→ **Exercise goal**: Go through the listing below and report how many lines contain the word "change"; write no other words.

→ **Data provided**:
------------
PR #4168, opened 2025-04-03
fix: up fly app timeout

jdangerx:
# Overview

Nightly builds keep failing datasette step with a timeout. The app eventually starts up but only after the timeout is triggered. 

## What did you change?

15 minutes -> 25 minutes.

## Documentation

Don't think there's anything to change here.

# Testing

Just looked in the documentation for a cap on the wait timeout and couldn't find one.

I could have downloaded the nightly build full outputs from GCS and run the publish command, but that requires a bunch of disk space cleanup and that seemed like a distraction, whereas the risk of 'push-and-wait' seems pretty low.

### DIFF
--- a/devtools/datasette/fly/production.toml
+++ b/devtools/datasette/fly/production.toml
@@ -31,4 +31,4 @@ primary_region = "bos"
     timeout = 2000
 
 [deploy]
-wait_timeout = "15m"
+wait_timeout = "25m"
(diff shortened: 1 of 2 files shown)


zaneselvans (approved):

zaneselvans:
Went ahead and merged this just so we can see if it fixes the problem tonight.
------------
→ **Solution to this task**: 2